All these inventions (and more) permit any literate person to cut and paste ideas, annotate them with her own thoughts, link them to related ideas, search through vast libraries of work, browse subjects quickly, resequence texts, refind material, quote experts and sample bits of beloved artists. These tools, more than just reading, are the foundations of literacy.

If text literacy meant being able to parse and manipulate texts, then the new screen fluency means being able to parse and manipulate moving images with the same ease. But so far, these “reader” tools of visuality have not made their way to the masses. For example, if I wanted to visually compare the recent spate of bank failures with similar events by referring you to the bank run in the classic movie “It’s a Wonderful Life,” there is no easy way to point to that scene with precision. (Which of several sequences did I mean, and which part of them?) I can do what I just did and mention the movie title. But even online I cannot link from this sentence to those “passages” in an online movie. We don’t have the equivalent of a hyperlink for film yet. With true screen fluency, I’d be able to cite specific frames of a film, or specific items in a frame. Perhaps I am a historian interested in oriental dress, and I want to refer to a fez worn by someone in the movie “Casablanca.” I should be able to refer to the fez itself (and not the head it is on) by linking to its image as it “moves” across many frames, just as I can easily link to a printed reference of the fez in text. Or even better, I’d like to annotate the fez in the film with other film clips of fezzes as references.
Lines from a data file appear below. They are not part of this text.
PR #13247, opened 2020-04-03
Makes logging based on ckeys. Adds dchat/LOOC/OOC logging

### LINKED ISSUE #13610: Lesser Ash Drake Reversion Seems To Cause Increasing Lag
**Issue Description**:
Every time I reverted to my humanoid form as a lesser ash drake I appeared to get increasing amounts of lag each time I did it, it may have also affected people in the near vicinity

To revert back to normal without any lag

**What happened instead**:
Each time I reverted it appeared to get more and more laggy as well as potentially impacting others

Lag is bad and being able to intentionally lag others is bad

1, Get lesser drake transformation
2. Transform back and forth a number of times
3. Experience progressively worse lag

No clue, but it happened to me during the round starting at 8:46 PM EST on the 13th of June

**Extra information**:

farie82:
## What Does This PR Do
1. Makes logging ckey based and there now is a global datum that keeps track of all logs.
2. Logs dchat
3. Few view changes to accompany the changes
4. Logs OOC chat
5. Logs LOOC chat

Mobs added will use their last_known_ckey value so admins can use the bodies of dead players to check the logs of the player as well. The ckey will always be displayed next to the mob

Once merged #14037 can be reverted again

Fixes #13610

## Why It's Good For The Game
1. Makes keeping track of logs in code way easier and makes logging dchat and what not easier.
2. Just handy for admins
3. Required for the new way of logging.
4. Same as 2
5. Same as 2

## Images of changes
image
New layout and the new log types

## Changelog
:cl:
add: Logs are now tracked in a global logging variable. Allowing easier logging
add: The logging view is updated to accompany the change above
add: Dchat is logged by the new system
add: OOC is logged by the new system
add: LOOC is logged by the new system
del: The add mobs via ckey button is removed from the logging view
/:cl:


code/__DEFINES/subsystems.dm
```diff
@@ -47,7 +47,7 @@
 
 #define INIT_ORDER_GARBAGE 19
 #define INIT_ORDER_DBCORE 18
-#define INIT_ORDER_BLACKBOX 17
+#define INIT_ORDER_LOGGING 17
```
farie82, line 50: Reused this one since it wasn't used anywhere

AffectedArc07: This will be used by the blackbox SS when I make it. Also if this is logging OOC stuff I recommend making it one of the first things to init if it needs to log OOC pre-round.

code/controllers/subsystem/logging.dm
```diff
@@ -0,0 +1,57 @@
+SUBSYSTEM_DEF(logging)
+	name = "Logging"
+	priority = INIT_ORDER_LOGGING
+	flags = SS_NO_FIRE
+	var/list/datum/log_record/logs	// Assoc list of assoc lists (ckey, (log_type, list/logs))
+
+/datum/controller/subsystem/logging/Initialize()
+	LAZYINITLIST(logs)
```
AffectedArc07, line 8: If LAZYINITLIST is just `if (!L) L = list()`, why not just initialise the list on line 5, then you don’t even need the SS initialiser.

code/__DEFINES/subsystems.dm
farie82: I've changed it back and made it go before the DBCORE

code/controllers/subsystem/logging.dm
farie82: Made this incase a log is made before the system is initliased. I'll change this though since it now inits as one of the earliest systems.

MRgaty:
I am sorry for your dog man

farie82:
> I am sorry for your dog man

Life is difficult in a local server

code/modules/mob/dead/observer/observer.dm
```diff
@@ -54,7 +54,6 @@ GLOBAL_VAR_INIT(observer_default_invisibility, INVISIBILITY_OBSERVER)
 	if(ismob(body))
 		T = get_turf(body)				//Where is the body located?
 		attack_log_old = body.attack_log_old	//preserve our attack logs by copying them to our ghost
```
Fox-McCloud, line 56: shouldn't this be a `Copy` function as well?

farie82: This is the old way of doing it. Ghosts get the reference of the attack logs of the mob they belong to. I've left the old way in for legacy sake but I'm willing to fully remove it if admins like the new system enough

PR #13255, opened 2020-04-04
Slaughter Demon Exploit Fix

Fox-McCloud:
Knew about this a long time ago---but hardly anyone abused it.

Seeing it abused a lot now though--shame on you guys.

:cl: Fox McCloud
fix: Fixes being able to determine slaughter demon location with medical devices
/:cl:

### DIFF
--- a/code/game/gamemodes/miniantags/slaughter/bloodcrawl.dm
+++ b/code/game/gamemodes/miniantags/slaughter/bloodcrawl.dm
@@ -76,13 +76,17 @@
 				adjustToxLoss(-1000)
 
 				if(istype(src, /mob/living/simple_animal/slaughter)) //rason, do not want humans to get this
-
 					var/mob/living/simple_animal/slaughter/demon = src
 					demon.devoured++
 					to_chat(kidnapped, "<span class='userdanger'>You feel teeth sink into your flesh, and the--</span>")
 					kidnapped.adjustBruteLoss(1000)
 					kidnapped.forceMove(src)
 					demon.consumed_mobs.Add(kidnapped)
+					if(ishuman(kidnapped))
+						var/mob/living/carbon/human/H = kidnapped
+						if(H.w_uniform && istype(H.w_uniform, /obj/item/clothing/under))
+							var/obj/item/clothing/under/U = H.w_uniform
+							U.sensor_mode = SENSOR_OFF
 				else
 					kidnapped.ghostize()
 					qdel(kidnapped)


Carthusia:
Is that an exploit?

I always thought it was intentional because they ate someone with suit sensors on, and the body was still inside the monster, like a morph.

Pixelzilla:
Thank god. Its just really annoying to have an entire antag shut down by people running around using crew pinpointers, handheld monitors, gps and all that nonsense. They're spooky entities with spooky powers and shouldn't be so easily tracked. How can sensors track you when you're on another dimensional plane anyways? It cant even track you when you're off zlevels.

TDSSS:
What about morphs, they can be located like that as well.

Qwertytoforty:
I mean, demons do seem to be in another plane, but not when popping out of blood. Doesnt make sense for sensors to magically turn off.

Not to mention the antag doesn't instantly get shut down, considering how fast it can move in blood, that they can instantly sink into blood, and unless you have a gun you will die fighting one. Demons are still very strong, with or without people tracking them

datlo:
This is an exploit? I thought this was working as intended. :+1: I guess

Ty-Omaha:
>or a person geta stuck in a locker.

Why would suit sensors turn off if someone is in a locker? That makes no sense at all.

Carthusia:
> > or a person geta stuck in a locker.
> 
> Why would suit sensors turn off if someone is in a locker? That makes no sense at all.

I think that was a thing a while back, if you went into a locker, your suit sensors/tracking implants could not be picked up for some odd reason, i remember security rushing perma because we couldnt find the guy, whole place was fine, no hidden doors, then we checked the locker and BOOM, there the vampire was.

It got fixed

code/game/gamemodes/miniantags/slaughter/bloodcrawl.dm
```diff
@@ -76,13 +76,17 @@
...
 					demon.devoured++
 					to_chat(kidnapped, "<span class='userdanger'>You feel teeth sink into your flesh, and the--</span>")
 					kidnapped.adjustBruteLoss(1000)
 					kidnapped.forceMove(src)
 					demon.consumed_mobs.Add(kidnapped)
+					if(ishuman(kidnapped))
+						var/mob/living/carbon/human/H = kidnapped
+						if(H.w_uniform && istype(H.w_uniform, /obj/item/clothing/under))
+							var/obj/item/clothing/under/U = H.w_uniform
+							U.sensor_mode = SENSOR_OFF
```
farie82, line 89: Won't this break prisoner jumpsuits?

Qwertytoforty:
Delayed reply, but, you are right, it doesn't make sense that sensors fail when someone goes in a locker made of metal, so why do sensors go off when in a body made of flesh. And why do sensors fail in the demon, while GPS, borg tracking, and the nuclear disk pointer still works?

Ty-Omaha:
> so why do sensors go off when in a body made of flesh

Because it's a redspace being travelling through a blood dimension

>And why do sensors fail in the demon, while GPS, borg tracking, and the nuclear disk pointer still works?

Oversight and should befixed

farie82:
This sounds more like a tweak/balance change than a fix in all honesty. There is no code or such trying to hide them from the monitor (unless I'm missing something).

Mitchs98:
Kinda agree with Farie. The PR seems to just add a block of code that adds in the functionality. Definitely don't see how GPS and nuke disk tracking is an oversight and in need of a 'fix' either. Definitely going to be a rather large buff towards slaughter demons that I don't feel is entirely warranted.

With full-blown visuality, I should be able to annotate any object, frame or scene in a motion picture with any other object, frame or motion-picture clip. I should be able to search the visual index of a film, or peruse a visual table of contents, or scan a visual abstract of its full length. But how do you do all these things? How can we browse a film the way we browse a book?

It took several hundred years for the consumer tools of text literacy to crystallize after the invention of printing, but the first visual-literacy tools are already emerging in research labs and on the margins of digital culture. Take, for example, the problem of browsing a feature-length movie. One way to scan a movie would be to super-fast-forward through the two hours in a few minutes. Another way would be to digest it into an abbreviated version in the way a theatrical-movie trailer might. Both these methods can compress the time from hours to minutes. But is there a way to reduce the contents of a movie into imagery that could be grasped quickly, as we might see in a table of contents for a book?

My excerpts are concentrated on material related to remix culture, especially in the visual arts. An important subtheme of the piece, which my excerpts don’t capture so clearly, is the extent to which technology shapes human behaviour. The medium isn’t just the message, it shapes the entire culture.